◆ DIRECTIONS FOR THIS TASK ◆
Wherever a line of the listing holds the string "AppOptions", copy that line.

◆ PROVIDED ENTRIES ◆
PR #644, opened 2020-06-17
Report data by mixpanel

baurine:


pkg/apiserver/info/info.go
```diff
@@ -45,8 +45,9 @@ func Register(r *gin.RouterGroup, auth *user.AuthService, s *Service) {
 }
 
 type InfoResponse struct { //nolint:golint
-	Version    pkgutils.VersionInfo `json:"version"`
-	PDEndPoint string               `json:"pd_end_point"`
+	Version      pkgutils.VersionInfo `json:"version"`
+	PDEndPoint   string               `json:"pd_end_point"`
+	EnableReport bool                 `json:"enable_report"`
```
breeswish, line 50: As a default opt-in option, prefer to call it `DisableXxx`, like `DisableTelemetry`.

pkg/config/config.go
```diff
@@ -38,6 +38,9 @@ type Config struct {
 
 	// TLS config for mTLS authentication between TiDB and MySQL client.
 	TiDBTLSConfig *tls.Config
+
+	// Enable client to report data for analysis
+	EnableReport bool
```
breeswish, line 43: `DisableTelemetry`

ui/dashboardApp/index.ts
```diff
@@ -38,6 +39,7 @@ async function main(options: AppOptions) {
   )
 
   apiClient.init()
+  reportData.init()
```
breeswish, line 42: `telemetry.init`

ui/dashboardApp/index.ts
```diff
@@ -88,6 +90,12 @@ async function main(options: AppOptions) {
     }
   })
 
+  window.addEventListener('single-spa:before-routing-event', () => {})
+
+  window.addEventListener('single-spa:routing-event', () => {
+    reportData.report('EventPageChange', {})
```
breeswish, line 96: `telemetry.track('PageChange', ...)`

ui/dashboardApp/index.ts
breeswish: Need to await?

ui/lib/utils/reportData.ts
```diff
@@ -0,0 +1,17 @@
+import mixpanel from 'mixpanel-browser'
+import client from '@lib/client'
+
+export async function init() {
+  mixpanel.init('cb1135f29a413c653332990f07b3586a', {
+    opt_out_tracking_by_default: true,
```
breeswish, line 6: we can enable `batch_requests` and `persistence = localStorage`.

ui/lib/utils/reportData.ts
```diff
@@ -0,0 +1,17 @@
...
+  })
+  // check option
+  const res = await client.getInstance().getInfo()
+  if (res?.data?.enable_report) {
+    mixpanel.opt_in_tracking()
+  }
+}
```
breeswish, line 13: **In next PR**, we need to further identify users by using https://developer.mixpanel.com/docs/javascript#managing-user-identity

Notice that the identity in our case should comes from unique cluster uuid + the hash of user id (since different clusters will have the same user, e.g. root, but they are different users)

ui/lib/utils/reportData.ts
```diff
@@ -0,0 +1,17 @@
...
+
+export function report(eventType: string, eventBody: object) {
+  mixpanel.track(eventType, eventBody)
+}
```
breeswish, line 17: I would prefer to not encapsulate the API so that we are free to use all Mixpanel APIs.

ui/lib/utils/reportData.ts
```diff
@@ -0,0 +1,17 @@
+import mixpanel from 'mixpanel-browser'
+import client from '@lib/client'
+
+export async function init() {
+  mixpanel.init('cb1135f29a413c653332990f07b3586a', {
```
breeswish, line 5: I opened a new project called `Dev` so that we can separate Dev data and production data. Then you can supply different token in different env by using `.env` file: https://create-react-app.dev/docs/adding-custom-environment-variables/

ui/dashboardApp/index.ts
baurine: Yep, you're right, else we need to return a "./config.js" in the html head.

ui/lib/utils/reportData.ts
baurine: So we will always use MixPanel, won't change it later?

ui/lib/utils/reportData.ts
baurine: Nice!

pkg/apiserver/info/info.go
```diff
@@ -38,15 +38,16 @@ func NewService(config *config.Config, tidbForwarder *tidb.Forwarder, db *dbstor
 
 func Register(r *gin.RouterGroup, auth *user.AuthService, s *Service) {
 	endpoint := r.Group("/info")
-	endpoint.Use(auth.MWAuthRequired())
 	endpoint.GET("/info", s.infoHandler)
```
baurine, line 41: `/info` API should not be auth required, else it has no normal response before login. And I think it is fine to non-auth-required.

ui/lib/utils/reportData.ts
breeswish: Nop, we definitely would change. But I think current abstraction is not enough for a painless vendor change.

breeswish:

◆ RESPONSE TO THIS TASK ◆
@@ -38,6 +39,7 @@ async function main(options: AppOptions) {
@@ -88,6 +90,12 @@ async function main(options: AppOptions) {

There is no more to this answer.